NORFOLK, Va. (WAVY) — “They had this look of real terror in their eyes,” said Walter Rosenberg Jr.

The faces of the refugees haunted Rosenberg for decades. But what happened at Sewell’s Point nearly 80 years ago, when a ship carrying Jewish refugees stopped in Norfolk, has also left a legacy of kindness that saved lives.

To a 13-year-old boy living Norfolk’s Ghent neighborhood, Rosenberg felt a call to help Jewish families fleeing the Nazi regime.

It was somewhat of an adventure, punctuated with a sense of duty.

“When we got the call, we answered. The way they were putting people in concentration camps looks like they would be killing them. ‘Course in those days, I did not know the complete story. Just that they were escaping death.”

On Aug. 9, 1940, more than a year before the United States entered World War II, the SS Quanza left Lisbon, Portugal with 317 passengers — mostly Jewish refugees.

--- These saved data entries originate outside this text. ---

PR #944, opened 2023-02-17
✨ Add email notification for transfer & purchase

nwingt:
Todos: 
- [x] Add setting in setting page
- [x] Confirm setting name in firestore
- [x] Refine email template
- [x] Add unsubscribe link

### Notification settings
image

### Transfer notification email
image

### Purchase notification email
image


src/locales/zh-Hant.json
```diff
@@ -469,6 +469,15 @@
   "settings_following_login_in_button": "驗證",
   "settings_following_login_label": "驗證錢包以查看追蹤列表",
   "settings_liker_id": "Liker ID",
+  "settings_notification": "通知",
+  "settings_notification_fetch_error_message": "載入通知設定時出現錯誤：{error}",
+  "settings_notification_title": "通知設定",
+  "settings_notification_tx_purchase": "收藏",
+  "settings_notification_tx_purchase_price_threshold": "當價格大於上述設定值時便會發出通知",
```
williamchong, line 476:
```suggestion
  "settings_notification_tx_purchase_price_threshold": "當交易價格大於上述設定值時便會發出通知",

```

src/components/CheckBox.vue
```diff
@@ -0,0 +1,58 @@
...
+      ]"
+    >
+      <input
+        :class="[
+          'absolute',
+          'w-0',
+          'h-0',
+          'opacity-0',
+          'inset',
+        ]"
```
williamchong, line 17: Passing `disabled` might be useful?

src/server/api/middleware/auth.js
```diff
@@ -7,6 +9,33 @@ function authenticateV2Login(req, res, next) {
...
+    res.status(400).send('ADDRESS_MISMATCH');
+    return;
+  }
+  next();
+}
+
+async function checkEmailHasVerified(req, res, next) {
+  const { wallet } = req.params;
+  const userDoc = await walletUserCollection.doc(wallet).get();
+  const { email, emailUnconfirmed } = userDoc.data();
```
williamchong, line 25: Do we need to guard `userDoc.data()` not exists?

src/server/api/routes/users/v2/notification.js
```diff
@@ -0,0 +1,64 @@
...
+  }
+});
+
+router.post(
+  '/notification',
+  authenticateV2Login,
+  checkEmailHasVerified,
+  async (req, res, next) => {
+    try {
+      setPrivateCacheHeader(res);
```
williamchong, line 35: We should set private cache header in `authenticateV2Login`? Both security and code styling sense it seems to be an improvement
Also setting private cache for POST seems redundant

src/server/api/routes/users/v2/notification.js
```diff
@@ -0,0 +1,64 @@
...
+const { walletUserCollection } = require('../../../../modules/firebase');
+
+const router = Router();
+
+router.get('/notification', authenticateV2Login, async (req, res, next) => {
+  try {
+    const { user } = req.session;
+    const userDoc = await walletUserCollection.doc(user).get();
+    const { notification = {} } = userDoc.data();
+    const { transfer = true, purchasePrice = 0 } = notification;
```
williamchong, line 17: Should we call `setPrivateCacheHeader` here instead?

src/components/CheckBox.vue
williamchong: Seems `isDisabled` is used but not implemented

functions/pubsub/handlers.js
```diff
@@ -0,0 +1,271 @@
...
+
+  const { name, image } = await fetchNFTMetadata(classId);
+
+  const userDoc = await walletUserCollection.doc(toAddress).get();
+  const userDocData = userDoc.data();
+  if (!userDocData) return;
+
+  const {
+    email,
+    notification: { transfer = false } = {},
```
williamchong, line 227: transfer is default to `true` in GET api, but `false` here, potential inconsistency? Maybe should be `true` here also?

williamchong (changes requested):

src/server/api/middleware/auth.js
WeiJun0827: Logically we should have created a doc for a logged-in user, else the request would be blocked by the `authenticateV2Login` middleware before calling `checkEmailHasVerified`?

WeiJun0827: But that's the case if we always check `authenticateV2Login` first... 🌚

williamchong (approved):

williamchong (approved):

“Jews had their citizenship taken away. They weren’t allowed to go to school. They weren’t allowed to work in professions,” said Elena Barr Baum, director of the Holocaust Commission of the United Jewish Federation of Tidewater. “They were in many places literally becoming ghettoized.”

The Quanza first stopped in New York City, but 121 passengers were denied entry. Much of America at the time was isolationist, not wanting to take sides in another European war. After a stop in Mexico, the Quanza and its 80-plus passengers stopped for coal at Sewell’s Point in Norfolk.

“The folks on the ship were not allowed to disembark at all. So this group of dedicated women made home-cooked meals took them to the ship,” Barr Baum said.

Watch below: Interview with “Nobody Wants Us” producer Laura Seltzer-Duny

Such acts of conscience inspired a new documentary film “Nobody Wants Us.” Producer Laura Seltzer-Duny met WAVY News 10 where the Quanza pulled into port, which is now part of Naval Station Norfolk.

“Who would have thought that refugees even came here? I didn’t know they came here until someone told me about this story.”

Annette Lachmann is one of those stories. She was just three years old looking to join her father. Her wide eyes saw the promise of America. In the film, she describes an iconic newspaper photo.

“Looking through the porthole was my sister, my mother and I,” Lachmann said. “And my father was on the dock, and he was reaching with his hand up to us, and the journalist took this photograph. We were lucky we weren’t killed by the bombs, because refugees who had left a day earlier were bombed by the Germans.”

The Quanza stayed in Norfolk six days, while Newport News attorney Jacob Morewitz filed a lawsuit on behalf of four refugees against the passenger line. During that time, Rosenberg remembers his home on Graydon Avenue serving as a sanctuary for a woman and her teenage daughter from Belgium.

“They had very few possessions. They had small suitcases with a few clothes in it and that was it. What did she want most of all? A cup of coffee. Real coffee. ‘Cause they had nothing but this ersatz stuff that was made of sawdust,” he said.

Finally, after passengers sent a telegram to First Lady Eleanor Roosevelt, she pressured the State Department to interview them. All were granted asylum, said Barr Baum, much to the chagrin of the Assistant Secretary of State Breckinridge Long.

“He was concerned that there were Nazi spies or communist spies among the passengers of the ship. Obviously, he didn’t meet the passengers of the ship who were basically families escaping with nothing but what they could carry.”

That escape led them through Norfolk, which made an indelible impression on Walter Rosenberg. As he described the moments the families left the SS Quanza, his blue eyes became damp.

“They just poured down the dock. The gangway. And they kissed the ground. The smiles on their faces. That was worth every bit of effort we put in,” Rosenberg said.